The entries are to be written out again with no differences.

*** Opening of DATA FOR PROCESSING ***

PR #317, opened 2020-10-13
Fix typos and few rewording.

prataprc:
Sharing my thoughts via these PRs. Since by far this seem to be a passive and non-intrusive way to touch base with specification authors.

### DIFF
--- a/concepts/type-theory-glossary.md
+++ b/concepts/type-theory-glossary.md
@@ -128,7 +128,7 @@ Product types usually show up in prose descriptions of data as the word "and".
 
 For example, say: "I have a boolean and another boolean and another boolean" --
 you might write code for this as `struct{ a bool, b bool, c bool }`,
-and its cardinality would be "|2*2*2|" -- "|8|" --
+and its cardinality would be "|2\*2\*2|" -- "|8|" --
 two for each of the booleans, and multiplied because each of them may vary independently,
 and thus each of the booleans adds another "dimension" to the state space described by this combined value.
 
@@ -138,7 +138,7 @@ and "Furniture" (it has members "chair", and "desk") --
 we could say "I have an Animal, *and* it's on top of a Furniture" --
 and then I could have any one of of *six* states
 ("cat on a chair", "cat on desk", "dog on a chair", etc):
-the cardinality is "|3*2|".
+the cardinality is "|3\*2|".
 
 ### infinite recursives
 
@@ -179,7 +179,7 @@ you have a [sum type](#sum-types) (more specifically, a [maybe type](#maybe-type
 and even if the cardinality of string is "infinite", it's still useful to declare
 the cardinality of your string is "a" (an arbitrary placeholder),
 and then the cardinality of "string or null" is "|a+1|".
-(In practice: how often have you had an API bug burn you on the different
+(In practice: how often have you had an API bug burn you on the difference
 between null and an empty string, or the difference between null and absent?
 This is why we keep counting cardinality even after an infinity shows up!)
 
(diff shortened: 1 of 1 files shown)


concepts/type-theory-glossary.md
```diff
@@ -216,8 +216,13 @@ This "open membership" is commonly known as **interfaces**.
 ### interfaces
 
 Interfaces have the concept of "open membership", and are also typically
-combined with some definition of "features" that are required if something
-will be considered to implement the interface.
+combined with some definition of "features", also called as traits or behavior
+in some languages, that are required if something will be considered to
+implement the interface.
+
+Like all values, an interface also have well-defined memory footprint in
```
rvagg: "an interface will also have ..."

rvagg (changes requested):
seems good to me sans small wording nit
@warpfork was originally responsible for this doc so his eye over it would be good

concepts/type-theory-glossary.md
warpfork: This paragraph is a bit... far altogether.  I'd think I'd rather take it back out.

The rest of this document stays pretty far away from talking about memory layouts (certainly at least until it gets to the "in language X..." parts, much later), so it's odd to bring up memory footprints here.

I also just don't think I'd say interfaces have a well-defined memory footprint in a program.  That's a pretty expansive claim to try to make for all programing languages.

warpfork (changes requested):
I like most of this, and thank you for the good eye on the typos (and formatting!).  Do you think we could take that paragraph about memory back out though?  Sans that, I'd be happy to merge this :)

prataprc:
Thanks for the review. Removed the paragraph and re-based it.

rvagg (approved):

concepts/type-theory-glossary.md
```diff
@@ -403,6 +404,6 @@ The core features of IPLD Schemas map very closely to the categories of types we
 IPLD Schemas don't have a concept of [interfaces](#open-vs-closed-membership).
 At least, *not exactly* -- not *within* the schema.
 Instead, the *whole Schema* is treated as an interface:
-since you can take some data and take a schema, and attempt to unify them to get typed data if the schema "matches"...
+since you can take some data and take a schema, and attempt to unify them to get typed value if the schema "matches"...
```
warpfork: So sorry, I found one more when I read it again this morning.  I think this either needs to be "data" or "values" (plural).  I think I'd rather keep it "data" to agree with the earlier part of the sentence :)

prataprc: No worries :). I have changed it back to _data_.

Anyhow, working with Rust past few years, I found this nomenclature,

* _data_, one or more opaque blocks of bytes.
* _value_, data with its semantics understood.
* _type_, set of values belonging to same category.

feels more precise. If I understand correctly, in this context when we have data and schema unified, i.e, when data matches a schema, we are effectively instantiating a value out of that data, whose type is fully understood by the implementing language.

Btw, one more ask related to **schema-matching**, is this something similar to erlang/haskell pattern matching ? If so, both shape of the schema and type of its field considered ? If there is a document explaining the schema matching exist, we can link it here.

warpfork: Ah, I kind of like that nomenclature when you explain it like that.

It has somewhat limited ability to be communicated by implication, I'm afraid, because some of those words are so synonymous colloquially that a reader might not reliably be able to detect from usage that the words are meant to be load-bearing of different meaning.  But when it's laid out clearly it's very nice.

I'll think more on this in the future.  :)

warpfork:
Thanks much :D

concepts/type-theory-glossary.md
warpfork: Oh!  Regarding schema-matching: there's some documentation available in this in the vicinity of https://specs.ipld.io/schemas/migration.html#version-detection .  It's likely that documentation is due for some expansions too, though!  And it's probably going to feel somewhat similar to pattern matching in various programing languages, yep.

It's all structural -- there really isn't any types associated with data until _after_ this matching happens, so structural information is all it's got to work with.

(I guess it would be possible to perform schema matching *again* on some other data that had already gone through one schema... but it would be a little odd and I wouldn't expect people to often find any reason to do this in practice.  And the main reason it happens to work is that even schema-processed data still implements the same interfaces as the raw Data Model... so, it would only be reasonable that even if someone did try to do a schema match on other already-schema'd data, it should still treat it as the data alone, for consistency.)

*** Close of DATA FOR PROCESSING ***

ANSWER TO THE EXERCISE ▸
PR #317, opened 2020-10-13
Fix typos and few rewording.

prataprc:
Sharing my thoughts via these PRs. Since by far this seem to be a passive and non-intrusive way to touch base with specification authors.

### DIFF
--- a/concepts/type-theory-glossary.md
+++ b/concepts/type-theory-glossary.md
@@ -128,7 +128,7 @@ Product types usually show up in prose descriptions of data as the word "and".
 
 For example, say: "I have a boolean and another boolean and another boolean" --
 you might write code for this as `struct{ a bool, b bool, c bool }`,
-and its cardinality would be "|2*2*2|" -- "|8|" --
+and its cardinality would be "|2\*2\*2|" -- "|8|" --
 two for each of the booleans, and multiplied because each of them may vary independently,
 and thus each of the booleans adds another "dimension" to the state space described by this combined value.
 
@@ -138,7 +138,7 @@ and "Furniture" (it has members "chair", and "desk") --
 we could say "I have an Animal, *and* it's on top of a Furniture" --
 and then I could have any one of of *six* states
 ("cat on a chair", "cat on desk", "dog on a chair", etc):
-the cardinality is "|3*2|".
+the cardinality is "|3\*2|".
 
 ### infinite recursives
 
@@ -179,7 +179,7 @@ you have a [sum type](#sum-types) (more specifically, a [maybe type](#maybe-type
 and even if the cardinality of string is "infinite", it's still useful to declare
 the cardinality of your string is "a" (an arbitrary placeholder),
 and then the cardinality of "string or null" is "|a+1|".
-(In practice: how often have you had an API bug burn you on the different
+(In practice: how often have you had an API bug burn you on the difference
 between null and an empty string, or the difference between null and absent?
 This is why we keep counting cardinality even after an infinity shows up!)
 
(diff shortened: 1 of 1 files shown)


concepts/type-theory-glossary.md
```diff
@@ -216,8 +216,13 @@ This "open membership" is commonly known as **interfaces**.
 ### interfaces
 
 Interfaces have the concept of "open membership", and are also typically
-combined with some definition of "features" that are required if something
-will be considered to implement the interface.
+combined with some definition of "features", also called as traits or behavior
+in some languages, that are required if something will be considered to
+implement the interface.
+
+Like all values, an interface also have well-defined memory footprint in
```
rvagg: "an interface will also have ..."

rvagg (changes requested):
seems good to me sans small wording nit
@warpfork was originally responsible for this doc so his eye over it would be good

concepts/type-theory-glossary.md
warpfork: This paragraph is a bit... far altogether.  I'd think I'd rather take it back out.

The rest of this document stays pretty far away from talking about memory layouts (certainly at least until it gets to the "in language X..." parts, much later), so it's odd to bring up memory footprints here.

I also just don't think I'd say interfaces have a well-defined memory footprint in a program.  That's a pretty expansive claim to try to make for all programing languages.

warpfork (changes requested):
I like most of this, and thank you for the good eye on the typos (and formatting!).  Do you think we could take that paragraph about memory back out though?  Sans that, I'd be happy to merge this :)

prataprc:
Thanks for the review. Removed the paragraph and re-based it.

rvagg (approved):

concepts/type-theory-glossary.md
```diff
@@ -403,6 +404,6 @@ The core features of IPLD Schemas map very closely to the categories of types we
 IPLD Schemas don't have a concept of [interfaces](#open-vs-closed-membership).
 At least, *not exactly* -- not *within* the schema.
 Instead, the *whole Schema* is treated as an interface:
-since you can take some data and take a schema, and attempt to unify them to get typed data if the schema "matches"...
+since you can take some data and take a schema, and attempt to unify them to get typed value if the schema "matches"...
```
warpfork: So sorry, I found one more when I read it again this morning.  I think this either needs to be "data" or "values" (plural).  I think I'd rather keep it "data" to agree with the earlier part of the sentence :)

prataprc: No worries :). I have changed it back to _data_.

Anyhow, working with Rust past few years, I found this nomenclature,

* _data_, one or more opaque blocks of bytes.
* _value_, data with its semantics understood.
* _type_, set of values belonging to same category.

feels more precise. If I understand correctly, in this context when we have data and schema unified, i.e, when data matches a schema, we are effectively instantiating a value out of that data, whose type is fully understood by the implementing language.

Btw, one more ask related to **schema-matching**, is this something similar to erlang/haskell pattern matching ? If so, both shape of the schema and type of its field considered ? If there is a document explaining the schema matching exist, we can link it here.

warpfork: Ah, I kind of like that nomenclature when you explain it like that.

It has somewhat limited ability to be communicated by implication, I'm afraid, because some of those words are so synonymous colloquially that a reader might not reliably be able to detect from usage that the words are meant to be load-bearing of different meaning.  But when it's laid out clearly it's very nice.

I'll think more on this in the future.  :)

warpfork:
Thanks much :D

concepts/type-theory-glossary.md
warpfork: Oh!  Regarding schema-matching: there's some documentation available in this in the vicinity of https://specs.ipld.io/schemas/migration.html#version-detection .  It's likely that documentation is due for some expansions too, though!  And it's probably going to feel somewhat similar to pattern matching in various programing languages, yep.

It's all structural -- there really isn't any types associated with data until _after_ this matching happens, so structural information is all it's got to work with.

(I guess it would be possible to perform schema matching *again* on some other data that had already gone through one schema... but it would be a little odd and I wouldn't expect people to often find any reason to do this in practice.  And the main reason it happens to work is that even schema-processed data still implements the same interfaces as the raw Data Model... so, it would only be reasonable that even if someone did try to do a schema match on other already-schema'd data, it should still treat it as the data alone, for consistency.)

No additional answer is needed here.